Throughout the entries below, report every line where "working" is found.

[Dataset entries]
*** Begin section ***
PR #115, opened 2022-03-08
delayed transfer of data from host to device

allaffa:
Delaying transfer of data from host to device is needed when the dataset is too large to fit entirely onto a single GPU.

### DIFF
--- a/hydragnn/models/Base.py
+++ b/hydragnn/models/Base.py
@@ -15,6 +15,7 @@ import torch.nn.functional as F
 from torch_geometric.nn import global_mean_pool, BatchNorm
 from torch.nn import GaussianNLLLoss
 import sys
+from hydragnn.utils.distributed import get_device
 
 
 class Base(Module):
@@ -35,6 +36,7 @@ class Base(Module):
         num_nodes: int = None,
     ):
         super().__init__()
+        self.device = get_device()
         self.input_dim = input_dim
         self.hidden_dim = hidden_dim
         self.dropout = dropout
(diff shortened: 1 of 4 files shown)


jychoi-hpc:
I will check:
* different places of moving data from CPU to GPU.
* Mak a (config) option for users to specify explicitly (for performance reason)

jychoi-hpc:
I tested with `examples/lsms` case and found this PR reduces the loading time from 45 sec to 30 sec on Summit. Per-batch data moving from CPU to GPU (line 204 in `Base.py`) was not a big deal.

My observation is the function `update_predicted_values`, which is called after serial data loading, works better on CPU than GPU and thus It is better not call `data.to(device)` as in this PR.

I think this PR can help the GPU out-of-memory error in some degree. Ideally, if we can avoid any this type of post processing calculations after data loading from disk would be the best scenario. We can discuss further after this merge.

jychoi-hpc (approved):

streeve (changes requested):
Review didn't show up for some reason

jychoi-hpc:
I found this PR is necessary for the distributed processing with Ising and OGB. So, I put the most of changes in this PR to #135  and tested working there.  Can we drop this PR and, instead, work on #135?

allaffa:
> I found this PR is necessary for the distributed processing with Ising and OGB. So, I put the most of changes in this PR to #135 and tested working there. Can we drop this PR and, instead, work on #135?

@jychoi-hpc 
Yes. I am going to close it.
*** End section ***
Response to the exercise
I found this PR is necessary for the distributed processing with Ising and OGB. So, I put the most of changes in this PR to #135  and tested working there.  Can we drop this PR and, instead, work on #135?
> I found this PR is necessary for the distributed processing with Ising and OGB. So, I put the most of changes in this PR to #135 and tested working there. Can we drop this PR and, instead, work on #135?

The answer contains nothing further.